◆ Data provided:
PR #8469, opened 2026-05-06
Add Duck.ai-focused onboarding experiment

lmac012:
Task/Issue URL: https://app.asana.com/1/137249556945/project/1205648422731273/task/1214573630528382

### Description

Introduces a new extended onboarding path that enrols a portion of new users into a Duck.ai-focused experience. After the standard pre-onboarding dialogs, eligible users are taken straight to Duck.ai with an initial prompt and guided through a shortened onboarding flow:
- A duck.ai page with the prompt's response and a fire-button CTA once the response arrives.
- A duck.ai-specific end CTA on the input screen.
- The subscription CTA on the home page (post-end), reusing the existing subscription onboarding CTA.

#### Duck.ai onboarding path
- [x] Update `DuckAiOnboardingExperimentManager.enroll()` to return one of the treatment variants. Remove `.debug` application id suffix to make the app eligible for purchasing subscriptions (a condition for showing subscription onboarding CTA).
- [x] Going through the initial onboarding pages, select "search & duck.ai"
- [x] Verify that the new screen is shown with the input mode toggle. 
- [x] Submit a **chat prompt** (either using the edit field or one of the suggestions)
- [x] Verify that 
  - [x] duck.ai is opened and generates response to submitted prompt,
  - [x] omnibar is not interactive (except the fire button if highlighted)
  - [x] fire button CTA shows after the response is generated or 2 seconds after duck.ai page finishes loading (whichever comes first)
  - [x] fire button is highlighted while the fire CTA is shown
- [x] use the fire button to perform single-tab data clear
- [x] verify that after the fire animation input screen is visible and "You've got this..." CTA is shown
- [x] Dismiss the CTA
- [x] Close input screen (navigate back)
- [x] Verify that subscription CTA is shown on NTP.
- [x] Repeat this scenario while choosing different omnibar placements during pre-onboarding (top/bottom/split)

#### Regular, search onboarding path
- [x] Update `DuckAiOnboardingExperimentManager.enroll()` to return one of the treatment variants. Remove `.debug` application id suffix to make the app eligible for purchasing subscriptions (a condition for showing subscription onboarding CTA).
- [x] Going through the initial onboarding pages, select "search & duck.ai"
- [x] Verify that the new screen is shown with the input mode toggle. 
- [x] Submit a **search query** (either using the edit field or one of the suggestions)
- [x] Verify that the browser opens with SERP page
- [x] Verify that the rest of the onboarding path is unchanged compared to production.

#### Control
- [x] Update `DuckAiOnboardingExperimentManager.enroll()` to return `CONTROL`. Remove `.debug` application id suffix to make the app eligible for purchasing subscriptions (a condition for showing subscription onboarding CTA).
- [x] Go through onboarding and verify there are no changes.

### UI changes
| Before  | After |
| ------ | ----- |

---

> [!NOTE]
> **Medium Risk**
> Introduces a new Duck.ai-specific onboarding path that alters browser interaction states (omnibar/nav lock, fire dialog handling, swipe-to-refresh) and adds new CTA/metrics plumbing, which could affect navigation and onboarding completion if mis-gated.
> 
> **Overview**
> Adds a Duck.ai-focused onboarding experiment cohort (gated by a new `onboardingDuckAiExperimentMay26` toggle and device/prerequisite checks) plus experiment metrics reporting for option selection, screen impressions, and CTA presses.
> 
> Implements a Duck.ai onboarding flow that deep-links into Duck.ai with a `flow=mobile-app-onboarding` param, **locks omnibar + navigation interactions** during onboarding (with a new `isOmnibarLockedForOnboarding` state and enabled/disabled UI states), delays showing the fire-button onboarding CTA until a Duck.ai response arrives (or a short fallback timer), and disables swipe-to-refresh while locked.
> 
> Extends the input screen to optionally show a Duck.ai end CTA overlay and return its interaction result to the browser; wires this into new Duck.ai-specific CTAs (`DAX_DUCK_AI_FIRE_BUTTON`, `DAX_DUCK_AI_END`), updated CTA ordering (including when subscription CTA can appear), and fire-dialog handling to cleanly dismiss onboarding UI and exit full-screen chat after single-tab clear.
> 
> <sup>Reviewed by [Cursor Bugbot](https://cursor.com/bugbot) for commit 2f7f388ca4cac7c813f7e79da85fbc66ce26a781. Bugbot is set up for automated code reviews on this repo. Configure [here](https://www.cursor.com/dashboard/bugbot).</sup>


android-design-system/design-system/src/main/java/com/duckduckgo/common/ui/view/TextExtensions.kt
```diff
@@ -168,3 +168,40 @@ fun Context.prependIconToText(textResId: Int, iconResId: Int): SpannableStringBu
...
+                canvas.save()
+
+                val fontMetricsInt = paint.fontMetricsInt
+                val translationY = ((y + fontMetricsInt.descent + y + fontMetricsInt.ascent) / 2) - (icon.bounds.height() / 2)
+                canvas.translate(x, translationY.toFloat())
+                icon.draw(canvas)
+
+                canvas.restore()
+            }
+        }
```
LukasPaczos: This portion is a copy-paste from `prependIconToText`, maybe let's add a shared helper?

app/src/main/java/com/duckduckgo/app/browser/navigation/bar/view/BrowserNavigationBarView.kt
```diff
@@ -208,6 +214,29 @@ class BrowserNavigationBarView @JvmOverloads constructor(
...
+        binding.tabsButton.isEnabled = !locked
+        binding.tabsButton.alpha = alpha
+        binding.menuButton.isEnabled = !locked
+        binding.menuButton.alpha = alpha
+
+        // Fire button is exempt from the lock
+        val fireButtonLocked = locked && !viewState.fireButtonHighlighted
+        val fireButtonAlpha = if (fireButtonLocked) 0.4f else 1.0f
+        binding.fireButton.isEnabled = !fireButtonLocked
+        binding.fireButton.alpha = fireButtonAlpha
```
LukasPaczos: nit: This logic would be better suited for the view model and only state (enabled/disabled/alpha) be delivered to the view to apply. This way it would also be testable.

app/src/main/java/com/duckduckgo/app/browser/navigation/bar/view/BrowserNavigationBarView.kt
```diff
@@ -120,6 +120,12 @@ class BrowserNavigationBarView @JvmOverloads constructor(
         }
     }
 
+    fun setLockedForOnboarding(locked: Boolean) {
+        doOnAttach {
+            viewModel.setLockedForOnboarding(locked)
+        }
+    }
```
LukasPaczos:
```suggestion
    /** Disables and makes semi-transparent all buttons but the Fire Button */
    fun disableNonFireButtons(disable: Boolean) {
        doOnAttach {
            viewModel.disableNonFireButtons(disable)
        }
    }
```

nit: The navigation bar shouldn't need to know anything about onboarding.

app/src/main/java/com/duckduckgo/app/browser/omnibar/OmnibarLayout.kt
```diff
@@ -1470,6 +1476,43 @@ class OmnibarLayout @JvmOverloads constructor(
...
+        duckAISidebar.isEnabled = !locked
+        duckAISidebar.alpha = lockedAlpha
+        duckAIHeader.isEnabled = !locked
+        duckAIHeader.alpha = lockedAlpha
+        shieldIcon.isEnabled = !locked
+        shieldIcon.alpha = lockedAlpha
+        omnibarTextInput.alpha = lockedAlpha
+
+        // Fire button is exempt from the lock when highlighted
+        val fireButtonLocked = locked && !viewState.highlightFireButton.isHighlighted()
```
LukasPaczos: nit: Same as above, ideally, logic like this should not happen in the view.

app/src/main/java/com/duckduckgo/app/browser/BrowserTabViewModel.kt
```diff
@@ -620,9 +628,11 @@ class BrowserTabViewModel @Inject constructor(
     @ExperimentalCoroutinesApi
     @FlowPreview
     private val showPulseAnimation: LiveData<Boolean> =
-        ctaViewModel.showFireButtonPulseAnimation.asLiveData(
-            context = viewModelScope.coroutineContext,
-        )
+        combine(
+            ctaViewState.asFlow().map { it.cta is OnboardingDaxDialogCta.DaxDuckAiFireButtonCta }.distinctUntilChanged(),
+            ctaViewModel.showFireButtonPulseAnimation,
+        ) { isShowingDuckAiFireButtonCta, showPulseAnimation -> isShowingDuckAiFireButtonCta || showPulseAnimation }
```
LukasPaczos, line 635: Why do we need this logic here, couldn't it be resolved within `ctaViewModel.showFireButtonPulseAnimation`?

app/src/main/java/com/duckduckgo/app/cta/ui/CtaViewModel.kt
```diff
@@ -210,15 +214,43 @@ class CtaViewModel @Inject constructor(
...
+
+    suspend fun onDuckAiEndCtaInteraction(okClicked: Boolean) {
+        withContext(dispatchers.io()) {
+            val params = mapOf(Pixel.PixelParameter.CTA_SHOWN to DUCK_AI_END_CTA_PIXEL_PARAM)
+            if (okClicked) {
+                pixel.fire(AppPixelName.ONBOARDING_DAX_CTA_OK_BUTTON, params)
+            } else {
+                pixel.fire(AppPixelName.ONBOARDING_DAX_CTA_DISMISS_BUTTON, params)
+            }
+            completeStageIfDaxOnboardingCompleted()
```
LukasPaczos: It's impossible to reach this stage without already being ESTABLISHED, so calling this is always no-op. Why did we need it here?

app/src/main/java/com/duckduckgo/app/cta/ui/CtaViewModel.kt
```diff
@@ -210,15 +214,43 @@ class CtaViewModel @Inject constructor(
...
+    suspend fun prepareAndMarkDuckAiEndCtaForInputScreen(): Boolean {
+        return withContext(dispatchers.io()) {
+            val shouldShow = canShowDuckAiEndCta() && !extendedOnboardingFeatureToggles.noBrowserCtas().isEnabled()
+            if (shouldShow) {
+                dismissedCtaDao.insert(DismissedCta(CtaId.DAX_DUCK_AI_END))
+                completeStageIfDaxOnboardingCompleted()
+                if (canSendShownPixel(onboardingStore, DUCK_AI_END_CTA_PIXEL_PARAM)) {
+                    val journey = addCtaToHistory(onboardingStore, appInstallStore, DUCK_AI_END_CTA_PIXEL_PARAM)
+                    pixel.fire(AppPixelName.ONBOARDING_DAX_CTA_SHOWN, mapOf(Pixel.PixelParameter.CTA_SHOWN to journey))
+                }
```
LukasPaczos, line 234: Why are we doing this manually instead of calling `CtaViewModel#onCtaShown`?

app/src/main/java/com/duckduckgo/app/onboarding/ui/OnboardingActivity.kt
```diff
@@ -86,14 +88,14 @@ class OnboardingActivity : DuckDuckGoActivity() {
...
+        viewModel.onOnboardingDone(extendedOnboardingFlow = DEFAULT_WITHOUT_INTRO_CTA)
         startActivity(BrowserActivity.intent(this@OnboardingActivity, queryExtra = query))
         finish()
     }
 
     fun finishAndSubmitChatPrompt(prompt: String) {
-        viewModel.onOnboardingDone()
-        val duckChatUrl = duckChat.getDuckChatUrl(prompt, autoPrompt = true)
+        viewModel.onOnboardingDone(extendedOnboardingFlow = DUCK_AI_FOCUSED)
+        val duckChatUrl = duckChat.getDuckChatUrl(prompt, autoPrompt = true) + "&flow=mobile-app-onboarding"
```
LukasPaczos:
```suggestion
        val duckChatUrl = duckChat.getDuckChatUrl(prompt, autoPrompt = true, onboarding = true)
```

What do you think about moving this over to the duck-chat module to own instead of having it spread across multiple classes?

Then we can do `duckChat.isDuckChatOnboardingUrl()` in the browser tab instead of hardcoding the param name again.

app/src/main/java/com/duckduckgo/app/browser/BrowserTabViewModel.kt
```diff
@@ -891,9 +901,23 @@ class BrowserTabViewModel @Inject constructor(
...
+            // Detect the duck.ai onboarding flow as early as possible so the omnibar is locked
+            enterDuckAiOnboardingFlowIfApplicable(it.toUri())
         }
     }
 
+    private fun enterDuckAiOnboardingFlowIfApplicable(uri: Uri?) {
+        if (uri == null) return
+        if (currentBrowserViewState().isOmnibarLockedForOnboarding) return
+        if (!duckChat.isDuckChatUrl(uri)) return
+        if (uri.getQueryParameter("flow") != "mobile-app-onboarding") return
```
LukasPaczos, line 916:
```suggestion
        if (!duckChat.isDuckChatOnboardingUrl(uri)) return
```
Per suggestions above.

app/src/main/java/com/duckduckgo/app/cta/ui/CtaViewModel.kt
```diff
@@ -367,6 +422,16 @@ class CtaViewModel @Inject constructor(
                 return null
             }
 
+            // Duck.ai-focused onboarding CTAs
+            if (duckChat.isDuckChatUrl(it.url.toUri())) {
```
LukasPaczos, line 457:
```suggestion
            if (duckChat.isDuckChatOnboardingUrl(it.url.toUri())) {
```
Related to the other comment, if that's something you'd like to do.

app/src/test/java/com/duckduckgo/app/onboarding/ui/OnboardingViewModelTest.kt
LukasPaczos, line 1: Missing tests for dismissing CTAs.

duckchat/duckchat-api/src/main/java/com/duckduckgo/duckchat/api/inputscreen/InputScreenActivityParams.kt
```diff
@@ -40,6 +40,7 @@ data class InputScreenActivityParams(
     val launchOnChat: Boolean = false,
     val showReturnHatch: Boolean = false,
     val isNewTab: Boolean = false,
+    val showDuckAiEndCta: Boolean = false,
```
LukasPaczos: Needs public api proposal.

duckchat/duckchat-impl/src/main/java/com/duckduckgo/duckchat/impl/inputscreen/ui/InputScreenFragment.kt
```diff
@@ -915,6 +934,55 @@ class InputScreenFragment : DuckDuckGoFragment(R.layout.fragment_input_screen) {
         binding.chatSuggestionsBottomFadeContainer.getChildAt(0)?.invalidate()
     }
 
+    private fun showDuckAiEndCta() {
+        duckAiEndCtaVisible = true
+        binding.ddgLogoContainer.isVisible = false
+        binding.viewPager.isVisible = false
+        binding.newTabContainerScrollView.isVisible = false
```
LukasPaczos, line 951: `newTabContainerScrollView` visibility change is not reverted after dismissing the CTA.

duckchat/duckchat-impl/src/main/java/com/duckduckgo/duckchat/impl/inputscreen/ui/InputScreenFragment.kt
```diff
@@ -915,6 +934,55 @@ class InputScreenFragment : DuckDuckGoFragment(R.layout.fragment_input_screen) {
         binding.chatSuggestionsBottomFadeContainer.getChildAt(0)?.invalidate()
     }
 
+    private fun showDuckAiEndCta() {
```
LukasPaczos, line 941: Would be great if this is driven by a state from the view model (and tested) instead of being executed directly from `onViewCreated`.

duckchat/duckchat-impl/src/main/java/com/duckduckgo/duckchat/impl/inputscreen/ui/InputScreenFragment.kt
```diff
@@ -728,6 +745,8 @@ class InputScreenFragment : DuckDuckGoFragment(R.layout.fragment_input_screen) {
     }
 
     private fun updateLogoVisibility(state: InputScreenVisibilityState) {
+        if (duckAiEndCtaVisible) return
```
LukasPaczos, line 748: Related to the other comment about moving this state to the VM.

duckchat/duckchat-impl/src/main/java/com/duckduckgo/duckchat/impl/inputscreen/ui/InputScreenFragment.kt
```diff
@@ -915,6 +934,55 @@ class InputScreenFragment : DuckDuckGoFragment(R.layout.fragment_input_screen) {
...
+            .alpha(1f)
+            .setDuration(OVERLAY_ANIMATION_DURATION)
+            .setStartDelay(400)
+            .start()
+
+        binding.duckAiEndCta.duckAiEndCtaOkButton.setOnClickListener {
+            duckAiEndCtaOkClicked = true
+            hideDuckAiEndCta()
+        }
+    }
```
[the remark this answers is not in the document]
LukasPaczos: Valid and should be addressed.

duckchat/duckchat-impl/src/main/java/com/duckduckgo/duckchat/impl/inputscreen/ui/InputScreenFragment.kt
```diff
@@ -929,6 +997,8 @@ class InputScreenFragment : DuckDuckGoFragment(R.layout.fragment_input_screen) {
         hasContent: Boolean,
         state: InputScreenVisibilityState,
     ) {
+        if (duckAiEndCtaVisible) return
```
LukasPaczos, line 1012: Same as above.

LukasPaczos (commented):
I tested the PR and it mostly works as expected. Two issues I run into:
1. If device has no connectivity when trying to load the Duck.ai page during onboarding, the only way to recover is a pull-to-refresh once connectivity is regained. Given that the whole UI is locked at that point, I'm not sure how intuitive that's going to be. I don't think it's a blocker now, since recovery is possible, but maybe worth discussing before the experiment ships?
2. After the Subscription CTA, the tab is left in a state with open keyboard but unfocused omnibar. Video below:

https://github.com/user-attachments/assets/840914bd-5f31-4068-92d6-57b0ce13eb2b

LukasPaczos:
One more issue I noticed is that the UI gets unlocked if the app is restarted mid-fow:

https://github.com/user-attachments/assets/7b899c37-979c-4b70-b493-7b070136b44b

Likely not a blocker for this project, but might become one for the follow ups since escaping the flow would mean users never get to revisit a portion of the onboarding. Is there a low-hanging fix for this that might be worth doing now?

app/src/main/java/com/duckduckgo/app/browser/navigation/bar/view/BrowserNavigationBarView.kt
lmac012: The assumption here was that it doesn't make sense to have highlighted view that is also disabled, so the view would not render an incorrect state. But I don't mind moving this to the viewmodel, so I'll refactor this.

app/src/main/java/com/duckduckgo/app/browser/navigation/bar/view/BrowserNavigationBarView.kt
lmac012: I think the suggested name is confusing, since fire button may be disabled as well (it it's not highlighted), but I can refactor this to avoid putting "onboarding" in the naming.

app/src/main/java/com/duckduckgo/app/browser/BrowserTabViewModel.kt
lmac012: `CtaViewModel` does not currently know if this particular tab is showing duck ai fire CTA. Since `CtaViewModel` is a global singleton, it's not the best place to manage tab-specific state.

app/src/main/java/com/duckduckgo/app/cta/ui/CtaViewModel.kt
lmac012: Right, this was needed before but is not anymore - I'll remove it.

app/src/main/java/com/duckduckgo/app/cta/ui/CtaViewModel.kt
lmac012: `CtaId.DAX_DUCK_AI_END` Is a bit of a special case right now, because it is shown in `InputScreenActivity` where the existing onboarding infrastructure is not available (for example, there is no `Cta` instance that we could pass to `onCtaShown()`. We will be able to clean this up once we remove InputScreenActivity and move this CTA back to browser tab.

app/src/main/java/com/duckduckgo/app/onboarding/ui/OnboardingActivity.kt
lmac012: When possible, I prefer to avoid updating public API for something that is just an experiment. I think this change is worth considering once the experiment is done.

duckchat/duckchat-impl/src/main/java/com/duckduckgo/duckchat/impl/inputscreen/ui/InputScreenFragment.kt
lmac012: I don't disagree, but since this is most likely going away in a few weeks (due to migration to the native input widget), I'd prefer to not do any refactoring inside `InputScreenFragment`, especially since the current implementation has already been tested by multiple people.

lmac012:
@LukasPaczos Issues 1. and 3. are known and not blockers; I fixed 2. in https://github.com/duckduckgo/Android/pull/8469/commits/92b278309d5e95f392275d5f180b258743ed3850

app/src/main/java/com/duckduckgo/app/cta/ui/CtaViewModel.kt
LukasPaczos: Why can't `onCtaShown` be called right here, in the `CtaViewModel` (or in `BrowserTabFragment`) right before dispatching the InputScreen launch?

app/src/main/java/com/duckduckgo/app/onboarding/ui/OnboardingActivity.kt
LukasPaczos: We are building one more experiment, and one more permanent feature on top of this change, so I don't think it's going anywhere. Let's at least create a follow up task so that this doesn't slip.

app/src/main/java/com/duckduckgo/app/browser/BrowserTabViewModel.kt
```diff
@@ -3448,6 +3504,15 @@ class BrowserTabViewModel @Inject constructor(
...
                 command.value = HideOnboardingDaxBubbleCta(cta)
+                // For users with the input screen enabled, the omnibar text input is hidden behind a
+                // click catcher and is not focusable, so showing the keyboard from
+                // hideOnboardingDaxBubbleCta would land on a non-focused field. Launch the input
+                // screen instead — same UX they'd get from tapping the omnibar. Mirrors the
+                // behaviour of onPrivacyProSkippedOnboardingDismissed for SubscriptionPromoModalCta.
+                val isSubscriptionCta = cta is DaxBubbleCta.DaxSubscriptionCta || cta is DaxSubscriptionBrandDesignUpdateBubbleCta
+                if (isSubscriptionCta && duckAiFeatureState.showInputScreenAutomaticallyOnNewTab.value) {
+                    command.value = LaunchInputScreen()
+                }
```
LukasPaczos: This changes the original behavior - in production, we do not auto-focus on the omnibar after subscription CTA is dismissed. Flagging in case you'd like to double-check with the product team.

LukasPaczos (commented):
I run into one more issue: when the final CTA is shown, and you switch to Duck.ai tab and type anything, the primary button is not clickable.

https://github.com/user-attachments/assets/fc0684af-64ad-4d69-aa9e-a987201091a9

lmac012:
* **#8512** <a href="https://app.graphite.com/github/pr/duckduckgo/Android/8512?utm_source=stack-comment-icon" target="_blank">Graphite</a>
* **#8469** <a href="https://app.graphite.com/github/pr/duckduckgo/Android/8469?utm_source=stack-comment-icon" target="_blank">Graphite</a> 👈 <a href="https://app.graphite.com/github/pr/duckduckgo/Android/8469?utm_source=stack-comment-view-in-graphite" target="_blank">(View in Graphite)</a>
* `develop`


<h2></h2>

app/src/main/java/com/duckduckgo/app/browser/BrowserTabViewModel.kt
lmac012: The original behavior is inconsistent - the code suggests we intend to open the keyboard and focus on address bar after dismissing this CTA, but it doesn't always work. Now that I test this more, it doesn't work most of the time, so I'll adjust the logic here to match.

app/src/main/java/com/duckduckgo/app/browser/BrowserTabFragment.kt
```diff
@@ -4064,7 +4064,13 @@ class BrowserTabFragment :
     private fun hideOnboardingDaxBubbleCta() {
         hideDaxBubbleCta()
         renderer.showNewTab()
-        showKeyboard()
+        // When the input-screen feature is on, the omnibar's click catcher disables the text
+        // input, so requestFocus() can't succeed. Showing the IME there leaves the keyboard up
+        // with no focused field. Skip the keyboard call in that case and leave the user on the
+        // NTP — tapping the omnibar will launch the input screen as usual.
+        if (omnibar.omnibarTextInput.isFocusable) {
```
LukasPaczos, line 4071: Is there a specific reason why this check is around `showKeyboard` and guarding only this specific path instead being directly baked into the function?

LukasPaczos (approved):
Works as expected 👍 One comment below that might be worth aligning on though.

LukasPaczos (changes requested):
I was testing the feature E2E with https://github.com/duckduckgo/Android/pull/8512 and https://github.com/duckduckgo/privacy-configuration/pull/5132, and run into a conflict that I think we should address before merging:
Screenshot_20260511_135410

app/src/main/java/com/duckduckgo/app/browser/BrowserTabFragment.kt
lmac012: Just being defensive, since I can't test all the other paths going through `showKeyboard()` before this release.

LukasPaczos (approved):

◆ Goal of the exercise: All lines from the top of the data through the line containing "- [x] omnibar" need to be retyped exactly, and nothing more.

◆ Written answer:
PR #8469, opened 2026-05-06
Add Duck.ai-focused onboarding experiment

lmac012:
Task/Issue URL: https://app.asana.com/1/137249556945/project/1205648422731273/task/1214573630528382

### Description

Introduces a new extended onboarding path that enrols a portion of new users into a Duck.ai-focused experience. After the standard pre-onboarding dialogs, eligible users are taken straight to Duck.ai with an initial prompt and guided through a shortened onboarding flow:
- A duck.ai page with the prompt's response and a fire-button CTA once the response arrives.
- A duck.ai-specific end CTA on the input screen.
- The subscription CTA on the home page (post-end), reusing the existing subscription onboarding CTA.

#### Duck.ai onboarding path
- [x] Update `DuckAiOnboardingExperimentManager.enroll()` to return one of the treatment variants. Remove `.debug` application id suffix to make the app eligible for purchasing subscriptions (a condition for showing subscription onboarding CTA).
- [x] Going through the initial onboarding pages, select "search & duck.ai"
- [x] Verify that the new screen is shown with the input mode toggle. 
- [x] Submit a **chat prompt** (either using the edit field or one of the suggestions)
- [x] Verify that 
  - [x] duck.ai is opened and generates response to submitted prompt,
  - [x] omnibar is not interactive (except the fire button if highlighted)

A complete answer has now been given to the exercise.